Dataset entries:
*** Begin section ***

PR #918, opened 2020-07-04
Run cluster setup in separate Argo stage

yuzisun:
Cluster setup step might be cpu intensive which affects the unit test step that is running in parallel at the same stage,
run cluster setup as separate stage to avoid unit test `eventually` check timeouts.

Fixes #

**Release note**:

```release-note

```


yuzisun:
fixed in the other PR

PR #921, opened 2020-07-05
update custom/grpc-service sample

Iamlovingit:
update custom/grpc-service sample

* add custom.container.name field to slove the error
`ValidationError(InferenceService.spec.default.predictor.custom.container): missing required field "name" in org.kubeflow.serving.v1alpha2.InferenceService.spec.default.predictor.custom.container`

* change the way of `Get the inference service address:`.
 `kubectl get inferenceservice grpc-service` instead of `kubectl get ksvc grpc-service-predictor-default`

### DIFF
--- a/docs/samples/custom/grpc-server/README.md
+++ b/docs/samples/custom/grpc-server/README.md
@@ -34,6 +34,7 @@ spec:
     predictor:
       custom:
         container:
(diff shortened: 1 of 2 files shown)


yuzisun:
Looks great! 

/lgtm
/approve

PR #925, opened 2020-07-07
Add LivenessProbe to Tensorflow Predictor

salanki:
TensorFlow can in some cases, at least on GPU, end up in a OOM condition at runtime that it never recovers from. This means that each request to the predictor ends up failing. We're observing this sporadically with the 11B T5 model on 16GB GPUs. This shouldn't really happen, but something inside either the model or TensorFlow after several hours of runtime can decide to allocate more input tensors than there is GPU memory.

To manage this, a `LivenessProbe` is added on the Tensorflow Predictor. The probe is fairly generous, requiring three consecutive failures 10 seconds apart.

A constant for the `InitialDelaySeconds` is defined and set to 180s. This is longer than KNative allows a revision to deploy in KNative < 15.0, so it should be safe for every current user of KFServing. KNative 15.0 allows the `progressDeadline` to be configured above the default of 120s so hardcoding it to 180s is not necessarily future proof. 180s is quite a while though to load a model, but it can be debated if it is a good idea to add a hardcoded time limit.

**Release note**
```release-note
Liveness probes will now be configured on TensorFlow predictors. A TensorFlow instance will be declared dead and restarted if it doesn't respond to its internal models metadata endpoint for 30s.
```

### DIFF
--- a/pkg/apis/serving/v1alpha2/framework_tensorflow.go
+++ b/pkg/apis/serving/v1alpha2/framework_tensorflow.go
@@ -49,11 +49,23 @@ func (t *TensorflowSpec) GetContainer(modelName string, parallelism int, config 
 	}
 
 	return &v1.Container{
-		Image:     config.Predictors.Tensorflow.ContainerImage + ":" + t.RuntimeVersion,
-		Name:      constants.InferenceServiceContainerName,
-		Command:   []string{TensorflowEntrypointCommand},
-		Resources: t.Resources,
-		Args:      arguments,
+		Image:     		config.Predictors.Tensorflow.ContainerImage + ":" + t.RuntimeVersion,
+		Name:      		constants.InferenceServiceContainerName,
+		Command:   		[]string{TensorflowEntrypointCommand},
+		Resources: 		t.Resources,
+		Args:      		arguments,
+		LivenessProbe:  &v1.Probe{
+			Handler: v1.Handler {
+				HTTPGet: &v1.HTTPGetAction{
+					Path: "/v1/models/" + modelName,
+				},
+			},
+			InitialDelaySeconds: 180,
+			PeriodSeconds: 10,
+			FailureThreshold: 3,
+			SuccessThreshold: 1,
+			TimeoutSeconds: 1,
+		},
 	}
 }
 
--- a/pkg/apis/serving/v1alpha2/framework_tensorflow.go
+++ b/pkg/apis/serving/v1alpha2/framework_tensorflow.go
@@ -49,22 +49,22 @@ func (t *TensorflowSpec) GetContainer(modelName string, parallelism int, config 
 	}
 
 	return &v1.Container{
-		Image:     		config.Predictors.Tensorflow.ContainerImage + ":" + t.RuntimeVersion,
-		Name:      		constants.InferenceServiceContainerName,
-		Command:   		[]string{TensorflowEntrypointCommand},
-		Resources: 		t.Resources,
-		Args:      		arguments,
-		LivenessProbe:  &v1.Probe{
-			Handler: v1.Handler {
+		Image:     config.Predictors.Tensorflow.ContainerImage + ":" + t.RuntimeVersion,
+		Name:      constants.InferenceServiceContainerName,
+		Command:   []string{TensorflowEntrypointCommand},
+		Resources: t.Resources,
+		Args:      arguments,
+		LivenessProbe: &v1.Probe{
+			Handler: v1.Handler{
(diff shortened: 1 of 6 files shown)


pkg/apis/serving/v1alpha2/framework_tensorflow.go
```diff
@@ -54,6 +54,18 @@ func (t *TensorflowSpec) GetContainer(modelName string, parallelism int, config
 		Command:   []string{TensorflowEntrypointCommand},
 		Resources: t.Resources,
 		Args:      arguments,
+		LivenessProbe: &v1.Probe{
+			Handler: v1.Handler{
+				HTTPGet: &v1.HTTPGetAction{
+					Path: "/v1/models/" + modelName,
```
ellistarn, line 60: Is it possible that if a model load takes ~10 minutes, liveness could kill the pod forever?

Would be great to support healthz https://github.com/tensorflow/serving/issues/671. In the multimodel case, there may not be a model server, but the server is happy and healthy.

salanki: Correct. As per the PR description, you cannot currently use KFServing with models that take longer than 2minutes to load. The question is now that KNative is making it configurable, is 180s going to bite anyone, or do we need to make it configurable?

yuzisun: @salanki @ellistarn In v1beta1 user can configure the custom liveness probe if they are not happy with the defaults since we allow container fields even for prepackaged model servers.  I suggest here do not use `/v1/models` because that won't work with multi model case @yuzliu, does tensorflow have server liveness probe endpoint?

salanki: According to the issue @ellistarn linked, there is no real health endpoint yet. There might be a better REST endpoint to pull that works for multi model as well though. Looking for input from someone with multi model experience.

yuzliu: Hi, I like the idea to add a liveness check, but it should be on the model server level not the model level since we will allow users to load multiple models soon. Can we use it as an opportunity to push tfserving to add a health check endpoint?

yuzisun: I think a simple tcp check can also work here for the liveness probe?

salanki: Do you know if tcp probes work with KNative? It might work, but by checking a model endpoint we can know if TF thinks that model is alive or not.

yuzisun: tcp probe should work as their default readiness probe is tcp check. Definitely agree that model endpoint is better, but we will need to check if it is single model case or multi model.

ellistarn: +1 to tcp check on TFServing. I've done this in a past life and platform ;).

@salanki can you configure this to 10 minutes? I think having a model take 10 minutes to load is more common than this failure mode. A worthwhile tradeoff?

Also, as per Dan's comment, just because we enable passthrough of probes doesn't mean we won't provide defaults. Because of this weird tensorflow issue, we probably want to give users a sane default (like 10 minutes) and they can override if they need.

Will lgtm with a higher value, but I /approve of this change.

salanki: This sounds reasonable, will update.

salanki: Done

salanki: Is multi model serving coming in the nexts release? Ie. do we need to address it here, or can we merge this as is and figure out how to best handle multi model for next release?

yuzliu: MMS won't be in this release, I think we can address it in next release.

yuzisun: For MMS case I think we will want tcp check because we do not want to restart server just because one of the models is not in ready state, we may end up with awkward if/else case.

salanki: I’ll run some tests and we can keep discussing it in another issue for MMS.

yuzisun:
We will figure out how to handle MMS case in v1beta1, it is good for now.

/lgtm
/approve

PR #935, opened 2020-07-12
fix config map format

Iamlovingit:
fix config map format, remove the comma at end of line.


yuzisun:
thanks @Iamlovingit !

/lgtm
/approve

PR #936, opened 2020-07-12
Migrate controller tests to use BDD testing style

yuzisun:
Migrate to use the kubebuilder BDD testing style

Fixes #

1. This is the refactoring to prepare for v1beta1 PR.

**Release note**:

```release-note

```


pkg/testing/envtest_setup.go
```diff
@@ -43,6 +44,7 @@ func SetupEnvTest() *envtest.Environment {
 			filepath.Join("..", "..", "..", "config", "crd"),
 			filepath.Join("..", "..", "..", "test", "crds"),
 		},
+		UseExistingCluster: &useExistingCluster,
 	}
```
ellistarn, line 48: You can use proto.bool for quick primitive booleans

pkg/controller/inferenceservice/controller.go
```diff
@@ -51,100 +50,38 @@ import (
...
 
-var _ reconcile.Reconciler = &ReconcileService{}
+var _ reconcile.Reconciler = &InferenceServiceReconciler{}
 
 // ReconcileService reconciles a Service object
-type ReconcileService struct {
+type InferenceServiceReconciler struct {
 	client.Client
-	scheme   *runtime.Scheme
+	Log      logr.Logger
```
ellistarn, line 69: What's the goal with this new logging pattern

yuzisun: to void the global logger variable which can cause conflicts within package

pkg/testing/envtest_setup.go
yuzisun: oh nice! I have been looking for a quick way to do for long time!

*** End section ***

• _Prompt_
Only the lines from the one containing "pkg/controller/inferenceservice/controller.go" through the end of the records above belong in the answer, each exactly as written.

• _Result for this exercise_
pkg/controller/inferenceservice/controller.go
```diff
@@ -51,100 +50,38 @@ import (
...
 
-var _ reconcile.Reconciler = &ReconcileService{}
+var _ reconcile.Reconciler = &InferenceServiceReconciler{}
 
 // ReconcileService reconciles a Service object
-type ReconcileService struct {
+type InferenceServiceReconciler struct {
 	client.Client
-	scheme   *runtime.Scheme
+	Log      logr.Logger
```
ellistarn, line 69: What's the goal with this new logging pattern

yuzisun: to void the global logger variable which can cause conflicts within package

pkg/testing/envtest_setup.go
yuzisun: oh nice! I have been looking for a quick way to do for long time!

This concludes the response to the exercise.